東京日日新聞 / デイリーエクスプレス / 東イングランド ハートフォードシャー州 ハットフィールドハウス / 外交文書アーカイブスより『日米諒解案』原案 / 東西新聞(1938年5月)

『ヨーロッパは歴史によってつくられ、アメリカは哲学によってつくられた』


マーガレット・ヒルダ・サッチャー(1925-2013)


- チェコスロバキア軍が予備役1万7千人を招集 -


(中略)そもそも自治権問題は、昨年9月16日にチェコスロバキア首相ミラン・ホジャ氏とズデーテン・ドイツ人党のコンラート・ヘンライン氏の直接会談において、ヘンライン氏が要求したことに始まる。


 1935年の総選挙で第2党に躍進したドイツ人党は政権への参加を拒否し、ホッジャ氏の農業党(議会第1党)、エドヴァルド・ベネシュ大統領の国民社会党らの弱体化した連立政権を外から揺さぶった。国会運営への協力を求めるための会談であったが、ヘンライン氏のまさかの-予想されたこととはいえ、下手をすればチェコスロバキアの解体につながりかねない自治権要求は、プラハの中央政府は当然ながら拒否した。


 チェコスロバキアの人口はおよそ1200万人。

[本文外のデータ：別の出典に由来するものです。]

PR #22573, opened 2021-11-12
Do not advertise workload updates on run output

### LINKED ISSUE #22571: Suppress workload update notification from `dotnet run`
If workload updates are available, we print the message `Workload updates are available. Run `dotnet workload list` for more information.`

We should probably avoid doing this for the `dotnet run` command, as we typically try to avoid outputting anything that doesn't come from the project being run.

sfoslund:
Fixes https://github.com/dotnet/sdk/issues/22571

### DIFF
--- a/src/Tests/dotnet-workload-install.Tests/GivenWorkloadManifestUpdater.cs
+++ b/src/Tests/dotnet-workload-install.Tests/GivenWorkloadManifestUpdater.cs
@@ -305,9 +305,10 @@ namespace Microsoft.DotNet.Cli.Workload.Install.Tests
         }
 
         [Theory]
-        [InlineData("build")]
-        [InlineData("publish")]
-        public void GivenWorkloadsAreOutOfDateUpdatesAreAdvertisedOnRestoringCommands(string commandName)
+        [InlineData("build", false)]
+        [InlineData("publish", false)]
+        [InlineData("run", true)]
+        public void GivenWorkloadsAreOutOfDateUpdatesAreAdvertisedOnRestoringCommands(string commandName, bool commandOptedOut)
         {
             var testInstance = _testAssetsManager.CopyTestAsset("HelloWorld", identifier: commandName)
                 .WithSource()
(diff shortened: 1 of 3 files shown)


sfoslund:
@baronfel tagging you in case you have any other thoughts on when we should output this message. Right now it's outputted any time one of your installed workloads has an update  on any restoring command (with this change, excluding run). @marcpopMSFT suggested possibly only writing the message when the current project uses the workload, but I'm not sure that would be very easy to implement and I think it would have significant perf impacts.

baronfel:
That seems fine to me, @sfoslund. IF we had https://github.com/dotnet/msbuild/issues/3911 or similar we might be able to add information about the workloads to the invocation of the `SeparateRestoreCommand` as sort of an all-in-one approach, but in lieu of that this is a good change.

src/Tests/dotnet-workload-install.Tests/GivenWorkloadManifestUpdater.cs
```diff
@@ -305,9 +305,10 @@ public void GivenWorkloadManifestUpdateItChoosesHighestManifestVersionInCache()
         }
 
         [Theory]
-        [InlineData("build")]
-        [InlineData("publish")]
-        public void GivenWorkloadsAreOutOfDateUpdatesAreAdvertisedOnRestoringCommands(string commandName)
+        [InlineData("build", false)]
+        [InlineData("publish", false)]
+        [InlineData("run", true)]
+        public void GivenWorkloadsAreOutOfDateUpdatesAreAdvertisedOnRestoringCommands(string commandName, bool commandOptedOut)
```
dsplaisted, line 311: `commandOptedOut` ends up being sort of a double negative.  I would invert the boolean values and call the variable something like `shouldShowUpdateAvailable`.

src/Tests/dotnet-workload-install.Tests/GivenWorkloadManifestUpdater.cs
```diff
@@ -320,14 +321,27 @@ public void GivenWorkloadsAreOutOfDateUpdatesAreAdvertisedOnRestoringCommands(st
...
+                    .HaveStdOutContaining(Workloads.Workload.Install.LocalizableStrings.WorkloadUpdatesAvailable);
+            }
+            else
+            {
+                commandResult
+                    .Should()
+                    .Pass()
+                    .And
+                    .NotHaveStdOutContaining(Workloads.Workload.Install.LocalizableStrings.WorkloadUpdatesAvailable);
+            }
```
dsplaisted, line 343: I think you can do the following if you want to deduplicate the code that checks that the command passed.

```suggestion
            commandResult
                .Should()
                .Pass()

            if (!commandOptedOut)
            {
                commandResult
                    .Should()
                    .HaveStdOutContaining(Workloads.Workload.Install.LocalizableStrings.WorkloadUpdatesAvailable);
            }
            else
            {
                commandResult
                    .Should()
                    .NotHaveStdOutContaining(Workloads.Workload.Install.LocalizableStrings.WorkloadUpdatesAvailable);
            }
```

dsplaisted (approved):
Looks good, though it looks like there may be some test failures.

sfoslund:
> Looks good, though it looks like there may be some test failures.

This PR needs eab7a38 too, CI should pass once that gets merged along with https://github.com/dotnet/sdk/pull/22557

そのうち310万人のドイツ民族がズデーデン地方に集住している。シュコダ財閥を初めとした重工業地帯でもあるこの地域の自治を認めてしまえば、それこそチェコスロバキアは周辺諸国により「解体」されかねない。チェコスロバキア駐在のドイツ公使や、ヒトラー総統もたびたび「ズデーデン問題」の解決を要求しており、一連の背景には明らかにドイツの影がある。


 ドイツの支援に意を強くしたのか、ヘンライン氏は警察幹部による人民党幹部襲撃事件を受けて、ズデーデン自治領から「ズデーテンのみならず全ボヘミア・モラヴィア・シレジア地方のドイツへの編入」を公開書簡によって要求した。


 オーストリー合邦(4月)により、チェコスロバキア政府はドイツへの警戒感をさらに強めた。ドイツによるチェコスロバキアへの軍事作戦が囁かれる中、ついに5月20日。ドイツ国防軍に動員の動きがあるとして、プラハの政府は予備役兵の召集を決定。国軍および内務省に動員令への準備を要求した。


 仮にドイツがチェコスロバキアへの先制攻撃を行った場合、軍事協商関係にあるソビエト連邦、およびフランス共和国は対抗措置を取らざるを得ない。日本政府のある高官は「この動員令が第2次欧州大戦の引き金になるかもしれない」と警戒感をあらわにした。


- 東京日日新聞(5月21日) -



 チェコスロバキアのズデーデン地方をめぐる問題に端を発した現在の国際的な緊張は、2度目の世界大戦へと発展するのか、それとも過ちは防ぐことが可能なのか。欧州情勢は風雲急を告げている。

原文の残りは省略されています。